これは仲間の精神を安定させて不安を拭い去る為の処置なのだ。
この世界では海は悪魔の住まう所、海に出ることなど本来はタブーとされる。
故に、海を船で移動するなど誰も考えつかない。
ましてや、海から攻撃を喰らえば誰だって悪魔たちから攻撃されたと思い込んでしまう。
「それにしてもこの『帆船』と言うモノは便利ですわね? こんなにも早くカーム王国を通り過ぎ、背後からキアマート帝国の軍隊に襲撃がかけられるとはですわ!」
『まあ、手漕ぎのボートに比べりゃ確かに早いわな。それに船を操る連中も筋が良い。ちくしょう、こいつらがいればヨットの大会に優勝できたかもしれねぇのにな!!』
雷天馬はそう言って悔しがる。
大学時代からヨットクラブなどと言う女性にモテそうだと言う理由で入ったクラブの知識が役に立っていた。
帆船もヨットも原理は同じ、いかに海上の風つかむかによってその速度は変わる。
そして投石器にタコやナマコ、ウニを載せ放り投げて陸から見えるキアマート帝国の軍隊に動揺を誘い、そこへ魔法騎士が遠距離魔法で攻撃をすればたとえ魔物たちであっても混乱を起し、散り散りに内陸に逃げていくのだった。
更にその姿が彼らの恐怖心をあおる。
恐ろしい海から船にのって裸同然の女たちが海の下僕たちを投げつけながら襲ってくる様は、まさしく淫魔の襲来と見えてしまう。

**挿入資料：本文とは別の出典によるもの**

PR #1938, opened 2021-10-19
Log updates to clusters only if there are updated specs

Piojo:
Now, the desired and current specs contain different fields, such as
consoleUrl on one or domain on the other. The previous difference
doesn't work anymore. However, the results to
`get_cluster_update_spec` remain the same and are the true measure of
whether any changes need to be applied to the cluster itself.

Adjusted unit tests and ran locally. Clusters with all fields correct
are not logged, but clusters with changes in their spec still display
this message.


jfchevrette (approved):
LGTM!

PR #1941, opened 2021-10-20
Handle SecretNotFound exceptions for cluster automationTokens

steveteahan:
This change allows the automationToken entry to be added to the
cluster.yml file earlier in the process without failing the
integration due to the SecretNotFound exception. This provides
the opportunity to further streamline the cluster provisioning
process.

Related ticket with testing: https://issues.redhat.com/browse/APPSRE-3442

### DIFF
--- a/reconcile/utils/secret_reader.py
+++ b/reconcile/utils/secret_reader.py
@@ -1,7 +1,9 @@
+from typing import Mapping, Optional
+
 from hvac.exceptions import Forbidden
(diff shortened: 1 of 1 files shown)


steveteahan:
See the associated WIP PR to see if that approach would be acceptable. If so, I'll add unit tests to it and get that merged, then loop back to this PR to catch `secret_reader.SecretNotFound` instead of the vault version.

PR #1943, opened 2021-10-21
Raise single type of SecretNotFound exception in SecretReader

steveteahan:
This is WIP and relates to changes in #1941. I want to make sure that the approach is what we want before I write a number of unit tests for `SecretReader`. An example of a stack trace with this change is:

```
>>> sr.read({'path': 'a', 'field': 'test'})
  File "/home/steahan/Code/app-sre/qontract-reconcile/reconcile/utils/config.py", line 32, in read
    config = config[t]
TypeError: 'NoneType' object is not subscriptable

During handling of the above exception, another exception occurred:

  File "/home/steahan/Code/app-sre/qontract-reconcile/reconcile/utils/secret_reader.py", line 59, in read
    data = config.read(secret)
  File "/home/steahan/Code/app-sre/qontract-reconcile/reconcile/utils/config.py", line 36, in read
    f'key not found in config file {path}: {str(e)}')
reconcile.utils.config.SecretNotFound: key not found in config file a: 'NoneType' object is not subscriptable

The above exception was the direct cause of the following exception:

  File "/home/steahan/Code/app-sre/qontract-reconcile/venv/lib64/python3.6/site-packages/sretoolbox/utils/retry.py", line 78, in f_retry
    raise exception
  File "/home/steahan/Code/app-sre/qontract-reconcile/venv/lib64/python3.6/site-packages/sretoolbox/utils/retry.py", line 73, in f_retry
    return function(*args, **kwargs)
  File "/home/steahan/Code/app-sre/qontract-reconcile/reconcile/utils/secret_reader.py", line 61, in read
    raise SecretNotFound(*e.args) from e
reconcile.utils.secret_reader.SecretNotFound: key not found in config file a: 'NoneType' object is not subscriptable
```
So, only `secret_reader.SecretNotFound` needs to be handled regardless of whether the Vault or config is used.


steveteahan:
> the approach looks wonderful. this feels like a use case for a decorator (catch these exceptions and raise this one instead)? will that make testing easier or more difficult?

I thought about the decorator, but for only two methods it didn't feel necessary. I don't think it'd make testing easier or harder, but it'd be another thing to test (the decorator itself). I think the decorator would help with reducing code duplication, but that's the part I wasn't very concerned about with two methods. I don't have a strong opinion either way, just wanted to make sure this is what you had in mind rather than catching both types of exceptions in the other PR.

maorfr:
more use cases that this decorator will cover can be found in utils/vault.py, and probably more places.

maorfr:
i'm just nitting and playing as if i know python. please feel free to choose what you prefer!

maorfr (approved):
LGTM

implementation up to you!

PR #1956, opened 2021-10-28
APPSRE-3784: Use permissions instead of roles

OliviaHY:
### Why:
Originally slack-usergroups integration query the roles and loop through it to update permission, which means when there is no role for a permission, it will be skipped. And we want to avoid that. So the proposal was to query permissions and iterate those instead, with the schema change to include the information about roles there.
### What:
- Update the query of permissions with the updated schema; 
- Use permissions instead of roles to generate desired state so no permission update will be skipped due to role not exist; 
- Fail integration instead of log warning when the user group is not in managedUsergroup.
### Validation:
Dry-run success before adding the failing mechanism, which result in a failing for crc-bop-team. Asking what to do there right now.
The desired_state data is mostly the same after this change as far as I can tell, will be comparing them further.
### Dependency: 
This shoudn't be merged till the [schema change](https://gitlab.cee.redhat.com/service/app-interface/-/merge_requests/27719) is.

### DIFF
--- a/reconcile/test/test_queris.py
+++ b/reconcile/test/test_queris.py
@@ -1,0 +1,82 @@
+from unittest import TestCase
+from unittest.mock import create_autospec, patch
+
+from reconcile import queries
+from reconcile.utils import gql
+
+from .fixtures import Fixtures
+
+PERMISSIONS_QUERY = """
+{
+  permissions: permissions_v1 {
+    service
+    ...on PermissionSlackUsergroup_v1 {
+      channels
+      description
+      handle
+      ownersFromRepos
+      pagerduty {
+          name
+          instance {
+            name
+          }
+          scheduleID
+          escalationPolicyID
+        }
+      roles {
+        users {
+            name
+            org_username
+            slack_username
+            pagerduty_username
+        }
+    }
+      schedule {
+          schedule {
+            start
+            end
+            users {
+              org_username
+              slack_username
+            }
+          }
+        }
+      workspace {
+        name
+        token {
+          path
+          field
+        }
+        api_client {
+          global {
+            max_retries
+            timeout
+          }
+          methods {
+            name
+            args
+          }
+        }
+        managedUsergroups
+      }
+    }
+  }
+}
+"""
+
+
+class TestQueris(TestCase):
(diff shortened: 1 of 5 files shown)


OliviaHY:
> the group causing the failure should be added to the managed groups list. the changes look good overall. make things green and you'll get a review :)

reconcile/test/test_slack_usergroups.py
```diff
@@ -86,6 +89,35 @@ def test_get_pagerduty_username_slack_username(self):
...
+                    'app-sre-team',
+                    'app-sre-ic'
+                ]
+            }
+        }
+        result = integ.get_slack_map()
+        slackApi.assert_called_once()
+        self.assertEqual(result['coreos']['managed_usergroups'],
+                         expected_slack_map['coreos']['managed_usergroups'])
+        self.assertIn('slack', result['coreos'].keys())
```
Piojo, line 113: Nit: you don't need `keys()` here:

```
self.assertIn('slack', result['coreos'])
```

reconcile/test/test_queris.py
```diff
@@ -0,0 +1,82 @@
...
+        }
+        managedUsergroups
+      }
+    }
+  }
+}
+"""
+
+
+class TestQueris(TestCase):
```
Piojo, line 68: Typo: `TestQueries`

reconcile/test/test_queris.py
```diff
@@ -0,0 +1,82 @@
...
+    @patch.object(gql, "get_api")
+    def test_get_permissions_return_all_slack_usergroup(self, get_api):
+        gqlapi_mock = create_autospec(gql.GqlApi)
+        gql.get_api.return_value = gqlapi_mock
+        gqlapi_mock.query(PERMISSIONS_QUERY).return_value = \
+            self.get_permissions_fixture()
+        result = queries.get_permissions()
+        self.assertTrue(all(x['service'] == 'slack-usergroup' for x in result))
```
Piojo, line 76: While I love the FP approach here, maybe `self.assertEqual({x['service'] for x in result}, {'slack-usergroup'})` would yield a more informative message when the test fails?

PR #1962, opened 2021-10-28
[terraform-resources] add support for route53 zone

maorfr:
related to https://issues.redhat.com/browse/OSD-8770

depends on https://github.com/app-sre/qontract-schemas/pull/5

This PR adds support to provision Route53 DNS zones using terraform-resources.
We do have a specific terraform integration to manage Route53 zones, but the usage proposed in this PR only creates the resource for a different service to manage.

This use case applies to:
1. In the FedRamp environment, certman-operator will need to manage DNS challenges with LE via such a zone.
2. Hive managed cluster records via such a zone.

Note:
exact permissions we need to grant the IAM service user: https://github.com/openshift/hive/blob/master/docs/using-hive.md#managed-dns-1


reconcile/utils/terrascript_client.py
```diff
@@ -3605,3 +3607,62 @@ def populate_tf_resource_alb(self, resource, namespace_info):
...
+            'name': identifier,
+            'tags': common_values['tags'],
+        }
+        zone_id = safe_resource_id(identifier)
+        zone_tf_resource = aws_route53_zone(zone_id, **values)
+        tf_resources.append(zone_tf_resource)
+
+        # outputs
+        # zone id
+        output_name_0_13 = output_prefix + '__zone_id'
```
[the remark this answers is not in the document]
maorfr: a lot of information here: https://issues.redhat.com/browse/APPSRE-2269

reconcile/utils/terrascript_client.py
```diff
@@ -3624,6 +3625,16 @@ def populate_tf_resource_route53_zone(self, resource, namespace_info):
...
         tf_resources.append(zone_tf_resource)
 
+        # outputs
+        # zone id
+        output_name_0_13 = output_prefix + '__zone_id'
+        output_value = f'${{{zone_tf_resource.zone_id}}}'
+        tf_resources.append(Output(output_name_0_13, value=output_value))
+        # name servers
+        output_name_0_13 = output_prefix + '__name_servers'
+        output_value = f'${{{zone_tf_resource.name_servers}}}'
```
geoberle, line 3635: reusing variables is a source of confusion.

maorfr: who's going to be the unlucky person who gets to refactor this entire file? :)

geoberle: always assume it is future you :)

maorfr: damn! ok, at least we agree it is _future_ me :)

Piojo (approved):

reconcile/utils/terrascript_client.py
```diff
@@ -3605,3 +3607,62 @@ def populate_tf_resource_alb(self, resource, namespace_info):
...
+            self.get_tf_iam_service_user(
+                zone_tf_resource,
+                identifier,
+                policy,
+                common_values['tags'],
+                output_prefix,
+            )
+        )
+
+        for tf_resource in tf_resources:
```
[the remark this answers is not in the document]
maorfr: this is consistent with the entire file. if we want to make changes, IMO we need to refactor and not enforce this on particular PRs.

reconcile/utils/terrascript_client.py
```diff
@@ -3991,5 +3979,73 @@ def populate_tf_resource_asg(self, resource, namespace_info):
...
+        tf_resources.append(Output(output_name_0_13, value=output_value))
+
+        policy = {
+            "Version": "2012-10-17",
+            "Statement": [
+                {
+                    "Effect": "Allow",
+                    "Action": [
+                        "route53:Change*",
+                        "route53:Create*",
```
boranx, line 4018: speaking about roles, seems like we're missing one?

`route53:DeleteHostedZone` or  `route53:Delete*` as what I see from https://github.com/openshift/hive/blob/master/docs/using-hive.md#managed-dns-1

Sorry for the noise if this is covered already :) great job :+1:

maorfr: thanks!

i did this intentionally so Hive doesn't accidentally delete the zone. it is created through app-interface, so i was also reluctant to give `Create`, but i don't mind if it attempts to create something that exists.

boranx: How can hive accidentally delete a zone? I would assume that it could be only on a case where hive would intentionally delete a record under the hosted zone, are there other exceptions?
Speaking about giving create, I'm not sure either. We should be ok as long as we _update_/ _populate_ records under the hosted zone

maorfr: i don't know how hive can delete a zone, but we are not allowing that anyway :)

boranx: sounds cool :) lgtm :+1:

PR #1967, opened 2021-11-01
Fix various auto-promotion issues

geoberle:
This MR addresses multiple issues in the qontract-reconcile auto-promotion feature

## Prevent auto promoter from reverting changes when processing multiple promotions per saas file

When the auto-promote processes more than one target-promotion in a saas file
at the same time, the second promotion reverts the first one.

walkthrough:
* while processing the first promotion, the saas file from the master branch
  is loaded, the target ref is updated, and a commit to the temporary branch
  is created
* when another promotion for the same saas file is processed, the saas file
  is loaded again from the master branch, which does not contain the change
  from the first promotion. then the change from the promotion is applied and
  a commit is added to the temporary branch. this commit effectively reverts
  the change from previous commits in the temporary branch to the saas file.

the behaviour can be prevented by reading the saas file from the temporary
branch. for the first promotion to process, this does not make a difference,
because the temporary branch has just been created from master. for all
consecutive commits, it is the right thing to do, to prevent the revert and
build upon the previous changes.

This has been part of the problem in APPSRE-4001 where the customer
observed such a ref revert.

## Prevent empty commits for auto promoter

This code change prevents empty commits in situations where a commit sha
has already been promoted to all subscribed targets in a saas file. Those
empty commits are noisy and confusing in the MRs and could also be the
reason for certain unmergable auto-promote MRs (unconfirmed).

## Ensure unique auto promoter MR title
The title of auto promoter MRs have been static, which resulted in dropped
promotions because MergeRequestBase prevents the creation of MRs with
duplicate names.

This has been part of the problem for APPSRE-4001 where the logs of
gitlab-mr-sqs-consumer showed multiple promotions close after one another
for different saas files, and one being dropped because of the
duplicate title.

### DIFF
--- a/reconcile/utils/mr/auto_promoter.py
+++ b/reconcile/utils/mr/auto_promoter.py
@@ -1,7 +1,11 @@
+import logging
 from ruamel import yaml
 
 from reconcile.utils.mr.base import MergeRequestBase
 from reconcile.utils.mr.labels import AUTO_MERGE
+
+
+LOG = logging.getLogger(__name__)
 
 
 class AutoPromoter(MergeRequestBase):
@@ -32,6 +36,7 @@ class AutoPromoter(MergeRequestBase):
             if not commit_sha:
                 continue
             for saas_file_path in saas_file_paths:
+                saas_file_updated = False
                 raw_file = gitlab_cli.project.files.get(
                     file_path=saas_file_path,
                     ref=self.branch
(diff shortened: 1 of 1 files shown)


maorfr (approved):
LGTM

iterations FTW

patjlm (approved):
Great, thanks !

PR #1968, opened 2021-11-02
[state] don't initiate AWS users

maorfr:
when integrations are using `State`, they only care about the actual state (stored in S3) and not about users in the account.

https://coreos.slack.com/archives/C024FNN7202/p1635838811182800


geoberle:
LGTM

geoberle (approved):

PR #1971, opened 2021-11-02
[terraform] fix default region provider

maorfr:
resources which do not specify a `region` are supposed to be created in the default region defined at the account level.
until now, they were created in the terraform state bucket region instead.


jfchevrette (approved):
LGTM

rrati:
LGTM

PR #1972, opened 2021-11-02
[terraform-resources] support aws partition (in sqs)

maorfr:
part of https://issues.redhat.com/browse/APPSRE-4008

depends on https://github.com/app-sre/qontract-schemas/pull/8

this PR adds an option to define a `partition` on an aws account file. this is required for policies and other aws resources to be compliant with the aws account type (regular (`aws`) vs GovCloud (`aws-us-gov`)).

### DIFF
--- a/reconcile/utils/terrascript_client.py
+++ b/reconcile/utils/terrascript_client.py
@@ -160,7 +160,7 @@ class TerrascriptClient:
                 access_key=config['aws_access_key_id'],
                 secret_key=config['aws_secret_access_key'],
                 version=self.versions.get(name),
-                region=config['region'])
+                region=config['resourcesDefaultRegion'])
 
             # the time provider can be removed if all AWS accounts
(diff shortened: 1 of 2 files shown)


patjlm (approved):

reconcile/utils/terrascript_client.py
```diff
@@ -160,7 +160,7 @@ def __init__(self, integration, integration_prefix,
                 access_key=config['aws_access_key_id'],
                 secret_key=config['aws_secret_access_key'],
                 version=self.versions.get(name),
-                region=config['resourcesDefaultRegion'])
+                region=config['region'])
```
patjlm, line 163: aren't you reverting the previous fix here ?

maorfr: good catch!

patjlm (approved):
LGTM

PR #1975, opened 2021-11-03
Add tooling binaries to Dockerfile.test

lechuk47:
* Helm installation moved to qontract-reconcile-builder image. 
* Now the dockerfile.test image extends from qontract-reconcile-base. Now all tooling binaries are available for testing purposes.


rporres:
I assume that later you will also change the main Dockerfile to use builder 0.2.0, correct?

rporres (approved):

PR #1976, opened 2021-11-03
Remove py36 tests

Piojo:
We are py39 from now on


steveteahan:
I think we should update the classifiers in `setup.py` to reflect only supporting 3.9.

steveteahan (approved):

PR #1978, opened 2021-11-04
Add default timeout values for gitlab/github api clients

lechuk47:
APPSRE-3888

### DIFF
--- a/reconcile/test/test_utils_github_api.py
+++ b/reconcile/test/test_utils_github_api.py
@@ -1,4 +1,3 @@
-import os
 from unittest import TestCase
 from unittest.mock import patch
 from requests.exceptions import ConnectTimeout
--- a/reconcile/test/test_utils_github_api.py
+++ b/reconcile/test/test_utils_github_api.py
@@ -1,5 +1,5 @@
 from unittest import TestCase
-from unittest.mock import patch
+from unittest.mock import patch, MagicMock
 from requests.exceptions import ConnectTimeout
 from reconcile.utils.github_api import GithubApi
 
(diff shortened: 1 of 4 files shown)


rporres (commented):
Looks great, I love the tests

Just nit-picking: can we make the timeouts a float, e.g. `0.1` so that they fail faster?

reconcile/test/test_utils_github_api.py
```diff
@@ -0,0 +1,18 @@
...
+from unittest.mock import patch
+from requests.exceptions import ConnectTimeout
+from reconcile.utils.github_api import GithubApi
+
+
+class TestGithubApi(TestCase):
+
+    @patch("reconcile.utils.github_api.GH_BASE_URL", "http://198.18.0.1")
+    def test_github_client_timeout(self):
+        with patch('reconcile.utils.github_api.SecretReader', autospec=True) \
```
Piojo, line 11: I tend to dislike using this `with` format, any changes to indentation will make your tests use the real class and it'll be very confusing. Why don't you decorate this method with the new base URL and the `SecretReader`?

reconcile/test/test_utils_gitlab_api.py
```diff
@@ -0,0 +1,19 @@
+from unittest import TestCase
+from unittest.mock import patch
+from requests.exceptions import ConnectTimeout
+from reconcile.utils.gitlab_api import GitLabApi
+
+
+class TestGitlabApi(TestCase):
+
+    def test_gitlab_client_timeout(self):
+        with patch('reconcile.utils.gitlab_api.SecretReader', autospec=True) \
```
Piojo, line 10: As above.

Piojo (changes requested):
Trivial requests, but they can cause problems in the near future.

reconcile/test/test_utils_gitlab_api.py
lechuk47: answered above.

reconcile/test/test_utils_github_api.py
lechuk47: I think this concern applies in a more general python level, or any other languages that manage the code structures with indents (like nested loops, etc). 
Changed to a decorator flavour.

lechuk47:
> Looks great, I love the tests
> 
> Just nit-picking: can we make the timeouts a float, e.g. `0.1` so that they fail faster?

@rporres Changed in the gitlab test, github requires a integer so `1` is the minimum.

Piojo (approved):
This is awesome. Thanks.

rporres:
thx for taking a look @lechuk47 . This looks great, indeed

この世界にも淫魔は存在するが、一旦彼女らに魅了されればすべての精魂を吸いつくされ絶命してしまう。
如何にキアマート帝国の者とは言え混乱をしてしまうのだった。
『よっし、奇襲は成功だから次だな。カーム王国の守りを固めるんだろう?』
「勿論ですわ。しかしそんなやり方で相手の動きを制せるモノなのですの?」
「やって見なきゃわからねぇだろう?」
そう言って雷天馬とアザリスタはくっくっくと笑い声をあげるのだった。